If they had the taxpayers best interests at heart, they would not be
concealing or halting research around a widespread potential carcinogen in our
food supply.

------
pmoriarty
This reminds me of all the news reports of tests showing arsenic presence in
rice (often due to rice being grown on soil where arsenic had been used as a
pesticide for non-food crops such as cotton in the past).

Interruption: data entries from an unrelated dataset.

PR #11768, opened 2026-08-07
Separate main and chromium autorollers.

briantting:
This way each autoroller can be triggered independently and run fewer steps so that it may run faster. The yamls are the same but with the main yaml missing depot_tools setup and with a leaner blobless checkout.

Bug: 543555380

### DIFF
--- a/.github/workflows/autoroll_chromium.yaml
+++ b/.github/workflows/autoroll_chromium.yaml
@@ -1,0 +1,164 @@
+name: Autoroll Chromium
+
+on:
+  schedule:
+    - cron: '0 */4 * * *' # Every 4th hour.
+  workflow_dispatch:
+    inputs:
+      max_commits:
+        description: 'Max number of commits to include on a single PR'
+        type: number
+        default: 10
+
+permissions:
+  contents: read
+
+jobs:
+  autoroll:
+    runs-on: ubuntu-latest
+    env:
+      DEPOT_TOOLS_METRICS: 0
+      GIT_AUTHOR_NAME: "cobalt-github-releaser-bot"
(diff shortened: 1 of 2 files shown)


.github/workflows/autoroll_chromium.yaml
```diff
@@ -1,8 +1,8 @@
-name: Autoroll LTS
+name: Autoroll Chromium
 
 on:
   schedule:
-    - cron: '0 * * * *' # Hourly.
+    - cron: '0 */4 * * *' # Every 4th hour.
```
linxinan-yt, line 5: Do we need to schedule cronjob for it? I think it is ok to manually trigger. If a rebase PR merged, I would rather triggering the aurotller to create the next one than waiting hours for the cronjob. WDYT?

linxinan-yt (approved):
LGTM % comment

.github/workflows/autoroll_chromium.yaml
briantting: i made it intentionally slow at every 4 hours with the expectation thatll wed manually trigger it when we want it to create a new one

even with the current cron of every hour, im constantly manually retriggering it, i think in history you can see me trigger 4-6 in 30mins

i wanted to leave it on a slow cron kind of as a check in case
- we just forgot to manually trigger
- we dont find outselves in a weird spot where only manual custom runs will work and the autoroller breaks on auto runs

briantting: if we find accommodating the auto runs is too messy we can remove that code completely, but right now i think its harmless to leave it in

it ensures that the manual runs and PR merges are will autoroll compliant and nothing breaks

PR #11769, opened 2026-08-07
Android: Add java switch for memory handling in foreground under critical pressure

tasunnn:
android: Add foreground critical memory switch

Introduce a Java switch and command-line flag to allow critical memory
pressure handling while the renderer is in the foreground.

By default, critical memory pressure is downgraded to moderate level
for foreground processes to avoid performance impact. This change
provides a runtime mechanism to bypass this downgrade, allowing for
experimentation with V8 memory management under critical pressure
without requiring a specific build configuration.

Bug: 521848285


content/renderer/render_thread_impl.cc
```diff
@@ -1821,8 +1821,12 @@ void RenderThreadImpl::OnSyncMemoryPressure(
 
 #if !BUILDFLAG(ALLOW_CRITICAL_MEMORY_PRESSURE_HANDLING_IN_FOREGROUND)
   // In order to reduce performance impact, translate critical level to
-  // moderate level for foreground renderer.
-  if (!RendererIsHidden() &&
```
Awallky, line 1825: Should this include cobalt BUILDFLAG guards?

content/renderer/render_thread_impl.cc
```diff
@@ -1821,8 +1821,12 @@ void RenderThreadImpl::OnSyncMemoryPressure(
...
+  // moderate level for foreground renderer unless for experiment.
+  const bool allow_critical_in_foreground =
```
Awallky: Since we only need to read this once, consider adding a getter method, with a static variable inside, which ensures we lazily initialize this once. From there on, we simply get the value determined after the one-time init.

e.g
```cpp
const bool getAllowCriticalInFg() {
    static bool allow_critical_in_foreground =
        base::CommandLine::ForCurrentProcess()->HasSwitch(
            "allow-critical-memory-pressure-handling-in-foreground");
    return allow_critical_in_foreground;
}
```

tasunnn: great point, just made it static, thanks

content/renderer/render_thread_impl.cc
tasunnn: fixed, thanks!

content/renderer/render_thread_impl.cc
```diff
@@ -1821,10 +1821,21 @@ void RenderThreadImpl::OnSyncMemoryPressure(
 
 #if !BUILDFLAG(ALLOW_CRITICAL_MEMORY_PRESSURE_HANDLING_IN_FOREGROUND)
```
Awallky, line 1831: Do we have this build flag enabled in our release builds?

content/renderer/render_thread_impl.cc
```diff
@@ -1821,10 +1821,21 @@ void RenderThreadImpl::OnSyncMemoryPressure(
...
   // In order to reduce performance impact, translate critical level to
-  // moderate level for foreground renderer.
+  // moderate level for foreground renderer for non cobalt builds.
+#if BUILDFLAG(IS_COBALT)
+  static const bool allow_critical_in_foreground =
```
Awallky: Recommend wrapping it in a function-local getter in anonymous namespace to defer initialization until the function is first called and keep the static var scope to this file.

Following Google Style guidelines, constants fixed for the duration of the program should use the k prefix followed by mixed case:

```cpp
bool IsCriticalAllowedInForeground() {
  static const bool kAllowCriticalInForeground =
      base::CommandLine::ForCurrentProcess()->HasSwitch(
          "allow-critical-memory-pressure-handling-in-foreground");
  return kAllowCriticalInForeground;
}
```

Awallky (approved):
LGTM % comments?

content/renderer/render_thread_impl.cc
tasunnn: this flag is enabled if either is_cast_android or is_castos is true, both of the flags are default to [false](https://source.corp.google.com/h/github/youtube/cobalt/+/main:build/config/cast.gni;l=28-32?q=build%2Fconfig%2Fcast.gni&ss=h%2Fgithub%2Fyoutube%2Fcobalt%2F%2B%2Frefs%2Fheads%2Fmain) and I don't seem to find any platform overrides for them in cobalt, so the flag should be disabled in all cobalt builds

content/renderer/render_thread_impl.cc
tasunnn: directly initializing the static var as is right now should be functionally the same (defer initialization until called and fix scope), but yeah wrapping them inside a function would be better for style, will make the change, thanks

PR #11770, opened 2026-08-07
Disable UpdaterModule in Evergreen Lite mode (b/541294441)

yuying-y:
For Evergreen Lite modes, the Cobalt Updater module should not be initialized. We check for the availability of the Installation Manager extension (kCobaltExtensionInstallationManagerName); if it's missing, it indicates that Evergreen Lite is active, and therefore the UpdaterModule should not be instantiated.

TAG=agy
CONV=082e83d2-b5c5-4d2e-84b9-ec8300020c42

Bug: 541294441

### DIFF
--- a/cobalt/browser/cobalt_content_browser_client.cc
+++ b/cobalt/browser/cobalt_content_browser_client.cc
@@ -85,7 +85,8 @@
 
 #if BUILDFLAG(USE_EVERGREEN)
 #include "cobalt/updater/updater_module.h"  //nogncheck
-#include "content/public/browser/storage_partition.h"
+#include "starboard/extension/installation_manager.h"
+#include "starboard/system.h"
 #endif  // BUILDFLAG(USE_EVERGREEN)
 
 #if BUILDFLAG(IS_ANDROID)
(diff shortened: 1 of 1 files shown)


yuying-y:
@gemini-code-assist The inclusion of storage_partition.h was duplicated at lines 72 and 88, so we only removed the redundant include from line 88. Compilations and CI have passed successfully since line 72 satisfies the IWYU requirements!

cobalt/browser/cobalt_content_browser_client.cc
```diff
@@ -441,10 +432,14 @@ void CobaltContentBrowserClient::OnWebContentsCreated(
...
-    LOG(INFO) << "Creating UpdaterModule singleton.";
-    updater::UpdaterModule::CreateInstance(
-        storage_partition->GetURLLoaderFactoryForBrowserProcess(),
-        GetUserAgent(), updater::kDefaultUpdateCheckDelay);
+    if (SbSystemGetExtension(kCobaltExtensionInstallationManagerName)) {
+      LOG(INFO) << "Creating UpdaterModule singleton.";
+      updater::UpdaterModule::CreateInstance(
+          storage_partition->GetURLLoaderFactoryForBrowserProcess(),
+          GetUserAgent(), updater::kDefaultUpdateCheckDelay);
+    } else {
```
hlwarriner, line 440: I shared this perspective in the bug:
> When deciding whether to create the updater module instance I do think we should check the --evergreen_lite switch value directly instead of only looking at the presence of the InstallationManager Starboard extension. This provides a cleaner API contract with partners, since --evergreen_lite should be all that's required in order to turn off Evergreen-Full behaviors.

Can you please reply to that either here or in the bug?

yuying-y: I prefer to keep the original approach, because it's consistent with what we've  been doing in the code base, to difference EG-full vs lite, e.g. https://source.corp.google.com/h/lbshell-internal/cobalt_src/+/main:cobalt/browser/user_agent/user_agent_platform_info.cc;l=282.

For the kEvergreenLite switch, we only checks it in starboard/loader_app/loader_app.cc

hlwarriner: To elaborate on my concern, I really don't think this provides a clean interface for partners. We tell partners they should run Evergreen Lite by providing the `--evergreen_lite` switch - https://github.com/youtube/cobalt/blob/main/starboard/doc/evergreen/cobalt_evergreen_lite.md#how-to-run-evergreen-lite - and I feel we should respect that.

For example if they don't set `--evergreen_lite` and they also don't provide an implementation of the IM extension, I think it would be better for us to raise an error on startup rather than assume the partner wanted EG Lite. They may have wanted to use EG Full and made a mistake by not implementing the IM extension.

I get your point about this approach existing in the codebase, though. I'm fine with this PR getting merged as is and I'll file a bug for us to consider improving the approach later.

hlwarriner (approved):

PR #11781, opened 2026-08-10
android: Allow all origins for injected Java bridge objects

abhijeetk:
The M138 rebase (2b6e73fd8a78) adapted to the new fourth parameter of
JavascriptInjector.addPossiblyUnsafeInterface() by passing an empty
origin allowlist.

An empty allowlist matches no origin, so every Java object injected
into the WebContents became unreachable from JavaScript. That includes
the 2-argument HTMLMediaElement.canPlayType(mimeType, keySystem)
override, which checks DRM capability via
SbMediaCanPlayMimeAndKeySystem().

The breakage is silent. The polyfill installs the override only when 
the HTMLMediaElementExtension global is defined, so the standard
1-argument canPlayType() stays in place with no error.

Pass "*" to allow all origins again, as before M138.

google-java-format also corrected pre-existing formatting in this file
that is unrelated to the fix.

Bug: 543808733

### DIFF
--- a/cobalt/android/apk/app/src/main/java/dev/cobalt/coat/CobaltActivity.java
+++ b/cobalt/android/apk/app/src/main/java/dev/cobalt/coat/CobaltActivity.java
@@ -18,7 +18,6 @@ import static dev.cobalt.util.Log.TAG;
 
 import android.content.Intent;
 import android.net.Uri;
-import java.util.Locale;
 import android.os.Build;
 import android.os.Bundle;
 import android.os.Handler;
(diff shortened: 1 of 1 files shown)


abhijeetk:
cc : @Gyuyoung @jkim-julie @rakuco @Sazabi1976

johnxwork:
We just need the media team to give approval here. We can rubber stamp. Jason seems to be the eng that introduced the HTMLMediaElementExtension java injection

jasonzhangxx:
> We just need the media team to give approval here. We can rubber stamp. Jason seems to be the eng that introduced the HTMLMediaElementExtension java injection

@johnxwork, I think the change makes all origin allowed with originAllowlist of "*"". It looks ok to me, but need your opinion on the origin allowlist change.

jasonzhangxx (approved):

But what (if any) health effects did the detected amounts of arsenic in rice
have? How how much arsenic in rice would be safe? The FDA investigated these
questions and finally came out with a report: [1][2]

Among their findings:

 _" In the general population, limiting levels of inorganic arsenic to 200 ppb
or higher would not change the cancer risk significantly. Setting a limit
below 200 ppb of inorganic arsenic in rice and rice products would decrease
the risk. Setting a limit of 150 ppb of inorganic arsenic in rice and rice
products would decrease the risk between 0% and 23%. The risk reduction is
between 2% and 47% at a limit of 100 ppb of inorganic arsenic in rice and rice
products. Finally setting a limit at 75 ppb of inorganic arsenic in rice and
rice products would decrease the risk between 17% and 79%. The percentage of
risk reduction is dependent on the product (see Table 5.6)."_

 _" Setting a maximum level for inorganic arsenic in rice and rice products
could affect availability in the U.S. market. For example, were we to set a
maximum level of 100 ppb in these foods, the availability in the marketplace
might decrease by 4% to 93%, depending on the type of rice."_

 _" In the general population, the cancer risk would decrease in proportion to
decreases in serving size and frequency of consumption of rice and rice
products. Conversely, the risk would double over a lifetime if the consumption
frequency were increased from 1 serving per day to 2 servings per day during
that entire period (see Table 5.9)."_

 _" Eliminating rice and rice products from the diets of infants and of
children up to 6 years old could reduce the lifetime cancer risk from
inorganic arsenic in rice and rice products by 6% and 23%, respectively. In
other words, the risk model predicts that an infant not fed any rice or rice
products has an approximately 6% lower chance of developing lung or bladder
cancer from arsenic contamination of these foods, over the lifetime, compared
with an infant who is fed these products (see Table 5.7)."_

Based on their research, the FDA proposed a limit of 100 parts per billion for
inorganic arsenic in infant rice cereal.[3] Unfortunately, they did not
propose any limits on arsenic in rice or rice products apart from infant rice
cereal, so how much rice is safe to eat is still an open question.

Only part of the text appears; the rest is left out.